Wednesday, March 12, 2014

Tiny Suitcases

We are participating in the MS walk on April 5th in Homewood, AL. I guess I have always somewhat supported people who take on these walks. For the most part, they are fun. You get to be around great friends, and you get to support a cause.

For me, this walk will be the starting point for my never-ending support and push to find a cure for Multiple Sclerosis.

Josh and I starting dating April 20, 2004. We knew each other before that date, but that is the official date we went off the market. We have been through a ton of events together...Weddings, Births, Buying/Selling houses, New jobs, the loss of loved ones... the list could go on and on. I like to think of these things as tiny suitcases that go along with us. Some events might even be considered "baggage," while others are just experiences we collect along this journey with each other.

When I lost my parents to cancer, I always looked to Josh for support. He is the one who is always there, strong and willing to take on anything with me. I think when he was diagnosed, the fact that he is the one that is "sick" has really shaken me.

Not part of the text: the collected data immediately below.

PR #646, opened 2017-10-18
Make EarlGrey and Functional tests work for deployment target <= 10.0.

mbaxley:
Remove use of APIS deprecated on iOS 10 deployment target:
Replace use of OSAtomic* APIs with methods from stdatomic.h.
Use notifyWhenInteractionChangesUsingBlock as a replacement for
notifyWhenInteractionEndsUsingBlock on iOS 10.0 and higher.

Disable tests that fail when deployment target is 9.0 or higher:
Disable failing tests that don't work when deployment target is 9.0 or
higher.
testSynchronizationWorksWithNSURLConnection relies upon a deprecated API,
so this test doesn't need to be run on iOS 9.0 or higher.
testStyledAlertView induces an alert on completion, which causes other tests
to fail, if the deployment target is 9.0 or higher.

### DIFF
--- a/EarlGrey/Additions/UIViewController+GREYAdditions.m
+++ b/EarlGrey/Additions/UIViewController+GREYAdditions.m
@@ -138,17 +138,18 @@ __attribute__((constructor)) static void initialize(void) {
       // Interactive transitions can cancel and cause imbalance of will and did calls.
       id<UIViewControllerTransitionCoordinator> coordinator = [self transitionCoordinator];
       if (coordinator && [coordinator initiallyInteractive]) {
-        id block = ^(id<UIViewControllerTransitionCoordinatorContext> context) {
-          if ([context isCancelled]) {
-            id object =
-                objc_getAssociatedObject(self, @selector(greyswizzled_viewWillAppear:));
-            UNTRACK_STATE_FOR_OBJECT(kGREYPendingViewsToAppear, object);
-          }
-        };
-#if !defined(__IPHONE_10_0) || __IPHONE_OS_VERSION_MIN_REQUIRED < __IPHONE_10_0
-        [coordinator notifyWhenInteractionEndsUsingBlock:block];
+        void (^contextBlock)(id<UIViewControllerTransitionCoordinatorContext>) =
+            ^(id<UIViewControllerTransitionCoordinatorContext> context) {
+              if ([context isCancelled]) {
+                id object =
+                    objc_getAssociatedObject(self, @selector(greyswizzled_viewWillAppear:));
+                UNTRACK_STATE_FOR_OBJECT(kGREYPendingViewsToAppear, object);
+              }
+            };
+#if !defined(__IPHONE_10_0) || (__IPHONE_OS_VERSION_MIN_REQUIRED < __IPHONE_10_0)
+        [coordinator notifyWhenInteractionEndsUsingBlock:contextBlock];
 #else
-        [coordinator notifyWhenInteractionChangesUsingBlock:block];
+        [coordinator notifyWhenInteractionChangesUsingBlock:contextBlock];
 #endif
       }
 
@@ -183,17 +184,18 @@ __attribute__((constructor)) static void initialize(void) {
     // Interactive transitions can cancel and cause imbalance of will and did calls.
     id<UIViewControllerTransitionCoordinator> coordinator = [self transitionCoordinator];
     if (coordinator && [coordinator initiallyInteractive]) {
-      id block = ^(id<UIViewControllerTransitionCoordinatorContext> context) {
-        if ([context isCancelled]) {
-          GREYAppStateTrackerObject *object =
-              objc_getAssociatedObject(self, @selector(greyswizzled_viewWillAppear:));
-          UNTRACK_STATE_FOR_OBJECT(kGREYPendingViewsToDisappear, object);
-        }
-      };
-#if !defined(__IPHONE_10_0) || __IPHONE_OS_VERSION_MIN_REQUIRED < __IPHONE_10_0
-      [coordinator notifyWhenInteractionEndsUsingBlock:block];
+      void (^contextBlock)(id<UIViewControllerTransitionCoordinatorContext>) =
+          ^(id<UIViewControllerTransitionCoordinatorContext> context) {
+            if ([context isCancelled]) {
+              GREYAppStateTrackerObject *object =
+                  objc_getAssociatedObject(self, @selector(greyswizzled_viewWillAppear:));
+              UNTRACK_STATE_FOR_OBJECT(kGREYPendingViewsToDisappear, object);
+            }
+          };
+#if !defined(__IPHONE_10_0) || (__IPHONE_OS_VERSION_MIN_REQUIRED < __IPHONE_10_0)
+      [coordinator notifyWhenInteractionEndsUsingBlock:contextBlock];
 #else
-      [coordinator notifyWhenInteractionChangesUsingBlock:block];
+      [coordinator notifyWhenInteractionChangesUsingBlock:contextBlock];
 #endif
     }
 
--- a/EarlGrey/Additions/UIViewController+GREYAdditions.m
+++ b/EarlGrey/Additions/UIViewController+GREYAdditions.m
@@ -138,14 +138,18 @@ __attribute__((constructor)) static void initialize(void) {
       // Interactive transitions can cancel and cause imbalance of will and did calls.
       id<UIViewControllerTransitionCoordinator> coordinator = [self transitionCoordinator];
       if (coordinator && [coordinator initiallyInteractive]) {
-        [coordinator notifyWhenInteractionEndsUsingBlock:
-         ^(id<UIViewControllerTransitionCoordinatorContext> context) {
-           if ([context isCancelled]) {
-             id object =
-                 objc_getAssociatedObject(self, @selector(greyswizzled_viewWillAppear:));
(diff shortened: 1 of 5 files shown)


mbaxley:
This patch is to address issue 643.

I saw a few examples of conditionally disabled tests so I followed that, even though these are disabled at compile time.

I ran it locally on iOS 11 with deployment set to 8.0 (and 10.0) and both passed.

Let me know what you think!

EarlGrey/Additions/UIViewController+GREYAdditions.m
```diff
@@ -138,14 +138,18 @@ - (void)greyswizzled_viewWillAppear:(BOOL)animated {
...
-           }
-         }];
+        id block = ^(id<UIViewControllerTransitionCoordinatorContext> context) {
+          if ([context isCancelled]) {
+            id object =
+                objc_getAssociatedObject(self, @selector(greyswizzled_viewWillAppear:));
+            UNTRACK_STATE_FOR_OBJECT(kGREYPendingViewsToAppear, object);
+          }
+        };
+#if !defined(__IPHONE_10_0) || __IPHONE_OS_VERSION_MIN_REQUIRED < __IPHONE_10_0
```
tirodkar: You could also use iOS10_OR_ABOVE() from the defines.

https://github.com/google/EarlGrey/blob/master/EarlGrey/Common/GREYDefines.h#L35

tirodkar: Same throughout.

mbaxley: Will that work? I thought that would just check the current runtime, and not the deployment target being used.

tirodkar: Oh, you're right on that. Just realized we don't have any defines for compile time checks. 

If repeated, feel free to add them in GREYDefines or so, otherwise, this looks good to me.

EarlGrey/Additions/UIViewController+GREYAdditions.m
```diff
@@ -179,14 +183,18 @@ - (void)greyswizzled_viewWillDisappear:(BOOL)animated {
...
+          GREYAppStateTrackerObject *object =
+              objc_getAssociatedObject(self, @selector(greyswizzled_viewWillAppear:));
+          UNTRACK_STATE_FOR_OBJECT(kGREYPendingViewsToDisappear, object);
+        }
+      };
+#if !defined(__IPHONE_10_0) || __IPHONE_OS_VERSION_MIN_REQUIRED < __IPHONE_10_0
+      [coordinator notifyWhenInteractionEndsUsingBlock:block];
+#else
+      [coordinator notifyWhenInteractionChangesUsingBlock:block];
+#endif
```
e-noyau: Sorry for the late comment, but this could also be written as:

      if @available(iOS 10, *) {
        [coordinator notifyWhenInteractionChangesUsingBlock:block];
      }
    #if !defined(__IPHONE_10_0) || __IPHONE_OS_VERSION_MIN_REQUIRED < __IPHONE_10_0
      else {
        [coordinator notifyWhenInteractionEndsUsingBlock:block];
      }
    #endif

This would have the advantage of invoking the iOS10 API on ios 10 and above even if the code is compiled for a minimum target or 8 or 9.

mbaxley: @e-noyau  -
I went with the current implementation primarily to make the code a little more readable (my opinion). This also will maintain existing behavior for current iOS 10 users who are using 8.0 as the deployment target.

I understand the advantage of your suggestion, I'll let @tirodkar or @sskhandp decide which they prefer. I'm happy to change it.

Thanks!

mbaxley:
@sskhandp 
I ran this patch locally on the following configurations, and everything passed (except one case that also fails without my patch)

device - OS - deployment target
iPhone 8 Plus - iOS 11 - 10.0
iPhone 8 Plus - iOS 11 - 8.0
iPad Air - iOS 9 - 8.0
iPad - iOS 8.1 - 8.0
iPhone 5 - iOS 8.1 - 8.0 (this failed one test, which also fails without my patch: FTRLocalUIWebViewTest testTextFieldInteraction)

Let me know if there is anything else you'd like me to run.

EarlGrey/Additions/UIViewController+GREYAdditions.m
```diff
@@ -138,14 +138,18 @@ - (void)greyswizzled_viewWillAppear:(BOOL)animated {
...
       if (coordinator && [coordinator initiallyInteractive]) {
-        [coordinator notifyWhenInteractionEndsUsingBlock:
-         ^(id<UIViewControllerTransitionCoordinatorContext> context) {
-           if ([context isCancelled]) {
-             id object =
-                 objc_getAssociatedObject(self, @selector(greyswizzled_viewWillAppear:));
-             UNTRACK_STATE_FOR_OBJECT(kGREYPendingViewsToAppear, object);
-           }
-         }];
+        id block = ^(id<UIViewControllerTransitionCoordinatorContext> context) {
```
khandpur: can you use a stronger type than id for block?

EarlGrey/Additions/UIViewController+GREYAdditions.m
khandpur: TBH - either is fine with me but we haven't use availability macros like @e-noyau anywhere in the codebase before so slightly leaning towards @mbaxley's solution.

Tests/FunctionalTests/Sources/FTRAlertViewTest.m
```diff
@@ -59,6 +59,11 @@ - (void)testAlertViewChain {
 }
 
 - (void)testStyledAlertView {
+  // TODO: Fix this test when the deployment target is 9.0 or greater.
+  // Link: https://github.com/google/EarlGrey/issues/645
+#if defined(__IPHONE_9_0) && (__IPHONE_OS_VERSION_MIN_REQUIRED >= __IPHONE_9_0)
```
khandpur: You could just wrap the whole test method in that #if defined?

Tests/FunctionalTests/Sources/FTRNetworkTest.m
```diff
@@ -29,6 +29,10 @@ - (void)setUp {
 }
 
 - (void)testSynchronizationWorksWithNSURLConnection {
+// This test uses APIs that don't exist when deployment target is 9.0 or greater.
+#if defined(__IPHONE_9_0) && (__IPHONE_OS_VERSION_MIN_REQUIRED >= __IPHONE_9_0)
```
khandpur: ditto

In conversations, I have often said to him in responses... "because you are sick." His response is always- "Lori, I am not sick. I just have MS." This my friends is a great way to look at having something like Multiple Sclerosis. If you let things like MS and other illnesses/obstacles define you, then you will become a victim to the diagnosis. BUT I like to look at it as one more suitcase to carry with us on our journey. The less time we focus on being restrained by MS, the less the baggage weighs. I refuse to load my MS suitcase with worry, statistics, and what ifs. Instead, I am choosing to pack hope, courage, prayers, and all the things that I can to combat MS. One day, hopefully, I will pack a cure in that suitcase, and our MS suitcase will get lost in the baggage claim. :)

Happy Hump Day!


  1. Just discovering your blog and enjoying your good writing. Love the idea of little suitcases traveling along with you. It's a great way to look at MS and how to live alongside it. You're right, you can't travel without it, but don't want it weighed down unnecessarily. Maybe I just haven't read where you share it, but wondering what "from MS" you have a parent with MS?

    1. I am from Mississippi! MS is new to us. I have a first cousin who has MS, but on Josh's side of the family, he is the first (and only one we know of) with MS.